What this task involves ▸ Look through the entries that follow and count the lines with the word "branch". The reply is that number alone.

Supplied entries ▸

· · · ·

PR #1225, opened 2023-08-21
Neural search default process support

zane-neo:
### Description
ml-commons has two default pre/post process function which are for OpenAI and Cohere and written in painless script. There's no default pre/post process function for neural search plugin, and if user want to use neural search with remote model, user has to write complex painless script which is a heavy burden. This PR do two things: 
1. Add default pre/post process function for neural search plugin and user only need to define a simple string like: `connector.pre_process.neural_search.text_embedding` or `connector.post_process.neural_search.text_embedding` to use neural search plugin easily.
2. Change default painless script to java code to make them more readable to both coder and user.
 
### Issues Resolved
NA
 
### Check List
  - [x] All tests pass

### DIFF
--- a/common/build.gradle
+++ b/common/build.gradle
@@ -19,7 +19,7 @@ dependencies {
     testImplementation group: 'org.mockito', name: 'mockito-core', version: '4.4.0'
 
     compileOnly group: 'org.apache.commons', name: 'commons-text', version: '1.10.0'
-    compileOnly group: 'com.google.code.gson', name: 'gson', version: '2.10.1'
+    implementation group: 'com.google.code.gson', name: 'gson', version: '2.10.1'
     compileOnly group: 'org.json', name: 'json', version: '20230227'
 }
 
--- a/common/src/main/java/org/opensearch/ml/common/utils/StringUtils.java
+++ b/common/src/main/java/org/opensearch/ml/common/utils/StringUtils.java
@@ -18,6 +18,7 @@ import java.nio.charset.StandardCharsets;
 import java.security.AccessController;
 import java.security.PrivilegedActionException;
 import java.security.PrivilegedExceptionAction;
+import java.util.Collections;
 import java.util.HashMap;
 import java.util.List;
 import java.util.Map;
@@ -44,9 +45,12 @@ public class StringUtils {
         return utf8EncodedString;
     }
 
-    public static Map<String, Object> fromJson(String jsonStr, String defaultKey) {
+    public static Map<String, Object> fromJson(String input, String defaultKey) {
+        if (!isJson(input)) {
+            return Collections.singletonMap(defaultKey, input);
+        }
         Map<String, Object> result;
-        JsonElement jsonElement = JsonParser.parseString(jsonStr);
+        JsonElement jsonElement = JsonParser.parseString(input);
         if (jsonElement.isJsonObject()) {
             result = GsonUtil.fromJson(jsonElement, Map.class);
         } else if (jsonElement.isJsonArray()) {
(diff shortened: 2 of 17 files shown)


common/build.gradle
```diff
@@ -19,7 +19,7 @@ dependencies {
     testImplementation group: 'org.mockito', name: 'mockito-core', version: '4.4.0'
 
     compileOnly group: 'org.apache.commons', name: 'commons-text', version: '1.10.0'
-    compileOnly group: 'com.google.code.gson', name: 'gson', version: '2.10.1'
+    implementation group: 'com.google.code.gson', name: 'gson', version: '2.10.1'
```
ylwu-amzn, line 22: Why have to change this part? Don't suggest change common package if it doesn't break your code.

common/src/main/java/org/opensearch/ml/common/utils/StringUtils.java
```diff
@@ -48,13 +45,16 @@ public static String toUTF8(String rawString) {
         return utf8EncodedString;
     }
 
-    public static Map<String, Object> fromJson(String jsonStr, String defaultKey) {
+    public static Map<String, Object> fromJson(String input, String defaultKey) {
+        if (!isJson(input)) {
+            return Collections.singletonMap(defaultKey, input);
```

· · · ·

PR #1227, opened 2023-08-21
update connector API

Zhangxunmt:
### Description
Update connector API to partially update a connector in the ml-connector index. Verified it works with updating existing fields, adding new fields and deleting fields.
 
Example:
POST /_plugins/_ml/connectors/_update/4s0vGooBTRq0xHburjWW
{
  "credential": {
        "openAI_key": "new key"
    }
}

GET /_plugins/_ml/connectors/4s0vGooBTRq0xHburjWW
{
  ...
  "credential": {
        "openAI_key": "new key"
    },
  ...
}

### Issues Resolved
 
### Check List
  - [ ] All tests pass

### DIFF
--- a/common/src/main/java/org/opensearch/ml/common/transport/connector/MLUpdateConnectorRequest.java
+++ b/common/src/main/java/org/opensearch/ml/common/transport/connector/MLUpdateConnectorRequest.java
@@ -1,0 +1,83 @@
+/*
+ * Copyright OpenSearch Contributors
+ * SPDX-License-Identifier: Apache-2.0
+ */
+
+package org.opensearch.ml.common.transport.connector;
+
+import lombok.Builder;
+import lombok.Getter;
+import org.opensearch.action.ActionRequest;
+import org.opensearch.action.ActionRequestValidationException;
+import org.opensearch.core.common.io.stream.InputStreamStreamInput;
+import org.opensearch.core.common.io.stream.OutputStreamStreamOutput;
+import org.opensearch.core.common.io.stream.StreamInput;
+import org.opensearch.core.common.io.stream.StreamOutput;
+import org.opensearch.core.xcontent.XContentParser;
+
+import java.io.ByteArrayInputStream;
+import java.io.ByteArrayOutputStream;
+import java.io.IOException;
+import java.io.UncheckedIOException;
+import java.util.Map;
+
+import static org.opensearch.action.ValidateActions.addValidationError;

· · · ·

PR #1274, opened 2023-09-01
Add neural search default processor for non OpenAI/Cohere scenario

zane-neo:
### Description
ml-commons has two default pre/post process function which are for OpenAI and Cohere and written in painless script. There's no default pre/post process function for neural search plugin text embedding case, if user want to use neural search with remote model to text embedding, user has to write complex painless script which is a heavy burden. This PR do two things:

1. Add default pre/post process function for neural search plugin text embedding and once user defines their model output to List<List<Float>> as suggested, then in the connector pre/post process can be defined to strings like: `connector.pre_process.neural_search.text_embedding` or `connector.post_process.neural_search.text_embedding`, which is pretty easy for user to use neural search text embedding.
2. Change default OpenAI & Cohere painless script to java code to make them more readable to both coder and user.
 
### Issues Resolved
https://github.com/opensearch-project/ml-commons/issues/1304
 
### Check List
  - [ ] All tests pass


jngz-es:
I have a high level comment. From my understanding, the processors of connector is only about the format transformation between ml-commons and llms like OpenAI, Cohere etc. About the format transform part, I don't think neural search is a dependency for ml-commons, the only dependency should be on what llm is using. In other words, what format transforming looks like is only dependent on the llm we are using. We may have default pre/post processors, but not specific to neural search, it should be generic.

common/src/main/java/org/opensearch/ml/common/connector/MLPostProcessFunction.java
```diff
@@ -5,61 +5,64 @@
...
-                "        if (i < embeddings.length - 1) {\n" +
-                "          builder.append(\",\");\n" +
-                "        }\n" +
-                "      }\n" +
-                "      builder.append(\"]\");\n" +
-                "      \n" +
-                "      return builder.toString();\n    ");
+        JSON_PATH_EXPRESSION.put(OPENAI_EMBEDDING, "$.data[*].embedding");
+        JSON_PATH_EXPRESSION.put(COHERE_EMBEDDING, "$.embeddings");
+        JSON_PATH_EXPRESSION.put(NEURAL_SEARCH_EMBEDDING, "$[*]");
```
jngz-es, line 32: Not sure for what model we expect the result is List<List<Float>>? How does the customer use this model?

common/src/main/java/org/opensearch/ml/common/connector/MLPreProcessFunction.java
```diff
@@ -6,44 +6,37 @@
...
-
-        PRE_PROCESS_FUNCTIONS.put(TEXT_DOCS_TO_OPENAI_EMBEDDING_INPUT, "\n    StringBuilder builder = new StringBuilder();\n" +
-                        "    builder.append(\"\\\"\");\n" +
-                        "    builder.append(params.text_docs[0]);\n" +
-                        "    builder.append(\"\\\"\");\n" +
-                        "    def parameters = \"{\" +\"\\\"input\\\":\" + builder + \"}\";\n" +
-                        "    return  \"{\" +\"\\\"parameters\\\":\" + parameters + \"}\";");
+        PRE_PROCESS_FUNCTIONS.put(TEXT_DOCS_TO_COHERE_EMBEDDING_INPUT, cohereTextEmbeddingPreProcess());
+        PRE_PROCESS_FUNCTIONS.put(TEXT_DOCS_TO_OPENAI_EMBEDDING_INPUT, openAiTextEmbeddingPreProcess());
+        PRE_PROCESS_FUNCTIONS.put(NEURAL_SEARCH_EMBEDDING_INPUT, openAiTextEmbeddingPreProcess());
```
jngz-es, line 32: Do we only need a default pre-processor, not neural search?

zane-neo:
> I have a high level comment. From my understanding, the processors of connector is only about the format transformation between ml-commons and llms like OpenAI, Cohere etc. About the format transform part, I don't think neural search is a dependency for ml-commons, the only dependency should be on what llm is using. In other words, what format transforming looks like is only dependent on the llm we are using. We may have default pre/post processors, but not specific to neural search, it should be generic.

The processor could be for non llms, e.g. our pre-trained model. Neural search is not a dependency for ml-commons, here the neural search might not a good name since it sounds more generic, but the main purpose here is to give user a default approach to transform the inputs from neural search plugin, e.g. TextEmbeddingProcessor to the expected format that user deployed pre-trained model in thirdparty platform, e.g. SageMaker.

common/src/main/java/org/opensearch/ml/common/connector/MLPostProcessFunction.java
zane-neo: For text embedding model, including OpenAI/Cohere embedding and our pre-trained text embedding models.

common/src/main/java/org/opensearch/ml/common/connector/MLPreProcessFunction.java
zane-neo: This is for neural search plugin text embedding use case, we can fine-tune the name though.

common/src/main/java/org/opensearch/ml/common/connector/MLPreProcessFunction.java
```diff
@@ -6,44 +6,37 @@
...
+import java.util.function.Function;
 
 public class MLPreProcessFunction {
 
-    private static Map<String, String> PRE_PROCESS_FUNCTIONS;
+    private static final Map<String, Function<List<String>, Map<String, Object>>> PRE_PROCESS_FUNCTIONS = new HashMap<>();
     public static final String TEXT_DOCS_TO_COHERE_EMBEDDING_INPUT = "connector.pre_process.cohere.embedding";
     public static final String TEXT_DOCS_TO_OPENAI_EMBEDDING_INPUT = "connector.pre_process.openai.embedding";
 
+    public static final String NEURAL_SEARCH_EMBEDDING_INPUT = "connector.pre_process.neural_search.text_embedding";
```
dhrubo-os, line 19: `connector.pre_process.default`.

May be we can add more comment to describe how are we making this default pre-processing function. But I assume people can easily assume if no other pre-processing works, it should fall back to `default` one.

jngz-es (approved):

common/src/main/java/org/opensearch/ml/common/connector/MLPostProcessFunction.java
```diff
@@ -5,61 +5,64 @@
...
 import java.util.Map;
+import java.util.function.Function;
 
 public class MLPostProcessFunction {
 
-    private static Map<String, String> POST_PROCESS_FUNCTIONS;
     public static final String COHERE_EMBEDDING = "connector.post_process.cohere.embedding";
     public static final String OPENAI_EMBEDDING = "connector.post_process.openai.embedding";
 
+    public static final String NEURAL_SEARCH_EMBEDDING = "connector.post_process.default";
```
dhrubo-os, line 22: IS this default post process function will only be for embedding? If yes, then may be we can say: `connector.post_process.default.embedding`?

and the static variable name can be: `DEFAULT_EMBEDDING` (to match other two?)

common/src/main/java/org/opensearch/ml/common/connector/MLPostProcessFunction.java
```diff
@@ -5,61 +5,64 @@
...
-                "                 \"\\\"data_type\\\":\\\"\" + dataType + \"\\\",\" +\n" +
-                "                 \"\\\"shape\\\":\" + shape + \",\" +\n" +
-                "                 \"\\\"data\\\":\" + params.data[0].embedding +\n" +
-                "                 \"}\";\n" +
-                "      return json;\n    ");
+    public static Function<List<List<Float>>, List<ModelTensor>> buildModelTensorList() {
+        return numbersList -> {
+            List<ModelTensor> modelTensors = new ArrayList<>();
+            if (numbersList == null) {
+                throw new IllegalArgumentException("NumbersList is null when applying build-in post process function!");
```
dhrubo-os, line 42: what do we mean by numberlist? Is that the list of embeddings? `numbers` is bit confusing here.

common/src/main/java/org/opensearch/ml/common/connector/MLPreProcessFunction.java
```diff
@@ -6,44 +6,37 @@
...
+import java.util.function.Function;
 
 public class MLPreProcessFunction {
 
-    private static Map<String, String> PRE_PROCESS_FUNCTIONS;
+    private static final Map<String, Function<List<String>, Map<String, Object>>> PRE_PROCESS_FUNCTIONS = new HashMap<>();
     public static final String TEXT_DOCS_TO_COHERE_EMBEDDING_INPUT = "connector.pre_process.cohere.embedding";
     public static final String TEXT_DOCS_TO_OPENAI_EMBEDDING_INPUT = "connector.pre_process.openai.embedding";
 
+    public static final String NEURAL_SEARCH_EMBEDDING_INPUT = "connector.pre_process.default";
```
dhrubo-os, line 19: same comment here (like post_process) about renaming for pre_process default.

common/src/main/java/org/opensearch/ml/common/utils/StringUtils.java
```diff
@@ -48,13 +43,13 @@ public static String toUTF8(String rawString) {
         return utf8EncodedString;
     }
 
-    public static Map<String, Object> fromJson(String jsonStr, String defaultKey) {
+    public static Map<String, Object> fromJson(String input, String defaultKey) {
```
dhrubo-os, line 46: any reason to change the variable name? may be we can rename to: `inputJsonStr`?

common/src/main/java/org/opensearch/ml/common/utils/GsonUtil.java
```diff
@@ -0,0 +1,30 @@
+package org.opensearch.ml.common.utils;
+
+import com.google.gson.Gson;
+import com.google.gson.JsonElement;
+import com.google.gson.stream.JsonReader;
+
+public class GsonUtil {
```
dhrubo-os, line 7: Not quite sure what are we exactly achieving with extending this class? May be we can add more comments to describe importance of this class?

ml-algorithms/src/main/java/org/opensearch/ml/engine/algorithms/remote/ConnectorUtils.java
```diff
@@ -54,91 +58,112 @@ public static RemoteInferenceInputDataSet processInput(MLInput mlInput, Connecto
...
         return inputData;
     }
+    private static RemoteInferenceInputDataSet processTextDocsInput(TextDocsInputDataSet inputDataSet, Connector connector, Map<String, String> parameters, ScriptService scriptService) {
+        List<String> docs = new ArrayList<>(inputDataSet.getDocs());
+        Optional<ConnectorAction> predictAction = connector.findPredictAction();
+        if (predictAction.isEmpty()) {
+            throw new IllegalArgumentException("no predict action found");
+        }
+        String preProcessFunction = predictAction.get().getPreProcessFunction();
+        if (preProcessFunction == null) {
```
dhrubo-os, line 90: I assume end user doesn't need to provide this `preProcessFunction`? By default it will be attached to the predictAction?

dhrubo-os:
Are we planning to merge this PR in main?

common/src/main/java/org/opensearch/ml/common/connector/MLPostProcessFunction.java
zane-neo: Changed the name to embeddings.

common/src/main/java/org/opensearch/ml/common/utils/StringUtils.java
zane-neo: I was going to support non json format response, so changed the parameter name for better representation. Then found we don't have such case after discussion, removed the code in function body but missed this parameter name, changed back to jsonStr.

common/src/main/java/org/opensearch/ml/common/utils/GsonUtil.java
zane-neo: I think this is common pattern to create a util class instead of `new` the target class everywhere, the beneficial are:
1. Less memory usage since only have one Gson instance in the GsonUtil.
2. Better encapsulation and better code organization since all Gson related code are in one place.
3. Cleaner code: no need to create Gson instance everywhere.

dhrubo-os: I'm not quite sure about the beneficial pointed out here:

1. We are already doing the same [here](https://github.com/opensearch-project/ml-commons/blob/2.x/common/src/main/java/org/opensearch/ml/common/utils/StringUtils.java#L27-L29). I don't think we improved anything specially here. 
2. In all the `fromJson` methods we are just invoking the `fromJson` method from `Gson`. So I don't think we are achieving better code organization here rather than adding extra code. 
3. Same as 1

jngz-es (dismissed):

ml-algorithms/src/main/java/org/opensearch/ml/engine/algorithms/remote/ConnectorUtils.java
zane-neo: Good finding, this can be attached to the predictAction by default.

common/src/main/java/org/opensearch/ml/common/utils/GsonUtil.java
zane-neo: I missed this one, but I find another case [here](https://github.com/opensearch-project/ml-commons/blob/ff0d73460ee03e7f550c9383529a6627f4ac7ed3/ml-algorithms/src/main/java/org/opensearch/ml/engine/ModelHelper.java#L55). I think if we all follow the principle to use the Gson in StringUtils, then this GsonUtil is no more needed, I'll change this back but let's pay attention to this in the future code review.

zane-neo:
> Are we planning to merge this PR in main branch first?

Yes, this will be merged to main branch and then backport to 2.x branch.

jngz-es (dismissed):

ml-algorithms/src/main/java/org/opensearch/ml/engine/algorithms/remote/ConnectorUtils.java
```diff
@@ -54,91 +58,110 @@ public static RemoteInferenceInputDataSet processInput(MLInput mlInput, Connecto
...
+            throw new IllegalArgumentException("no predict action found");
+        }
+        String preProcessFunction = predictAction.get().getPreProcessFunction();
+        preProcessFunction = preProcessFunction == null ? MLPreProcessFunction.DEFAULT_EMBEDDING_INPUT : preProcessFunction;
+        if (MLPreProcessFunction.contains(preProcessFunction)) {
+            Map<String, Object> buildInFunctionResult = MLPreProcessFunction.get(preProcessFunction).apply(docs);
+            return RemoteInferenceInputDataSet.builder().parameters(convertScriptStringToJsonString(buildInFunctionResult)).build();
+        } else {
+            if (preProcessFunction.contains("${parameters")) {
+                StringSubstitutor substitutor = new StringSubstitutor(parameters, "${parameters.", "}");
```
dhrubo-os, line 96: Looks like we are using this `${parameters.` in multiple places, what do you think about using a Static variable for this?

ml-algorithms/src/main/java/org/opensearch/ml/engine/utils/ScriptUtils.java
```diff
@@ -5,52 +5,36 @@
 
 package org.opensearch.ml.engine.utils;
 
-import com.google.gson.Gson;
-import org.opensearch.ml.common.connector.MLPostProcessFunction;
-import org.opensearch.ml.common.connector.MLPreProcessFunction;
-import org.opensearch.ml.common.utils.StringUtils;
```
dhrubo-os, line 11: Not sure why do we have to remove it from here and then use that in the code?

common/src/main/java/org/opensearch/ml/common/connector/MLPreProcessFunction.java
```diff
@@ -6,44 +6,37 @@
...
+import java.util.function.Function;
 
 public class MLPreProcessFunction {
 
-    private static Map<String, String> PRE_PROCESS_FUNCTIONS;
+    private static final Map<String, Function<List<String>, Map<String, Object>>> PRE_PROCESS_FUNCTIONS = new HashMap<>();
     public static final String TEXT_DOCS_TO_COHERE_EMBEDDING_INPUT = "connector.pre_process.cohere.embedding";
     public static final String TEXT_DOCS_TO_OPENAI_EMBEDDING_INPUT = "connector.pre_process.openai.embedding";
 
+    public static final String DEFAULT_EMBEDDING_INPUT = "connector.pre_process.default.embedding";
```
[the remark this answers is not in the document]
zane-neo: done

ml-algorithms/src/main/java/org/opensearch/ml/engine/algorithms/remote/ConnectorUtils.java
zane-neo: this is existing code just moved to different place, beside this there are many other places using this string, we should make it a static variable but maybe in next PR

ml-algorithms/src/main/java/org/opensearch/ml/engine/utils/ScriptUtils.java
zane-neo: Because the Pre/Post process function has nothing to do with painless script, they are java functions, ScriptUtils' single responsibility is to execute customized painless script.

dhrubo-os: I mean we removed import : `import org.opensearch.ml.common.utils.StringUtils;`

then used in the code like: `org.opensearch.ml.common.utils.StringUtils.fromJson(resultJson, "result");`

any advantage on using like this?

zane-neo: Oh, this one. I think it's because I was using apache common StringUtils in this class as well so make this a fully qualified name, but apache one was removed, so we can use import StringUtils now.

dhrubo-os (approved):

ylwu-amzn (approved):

· · · ·

Expected output ▸ 2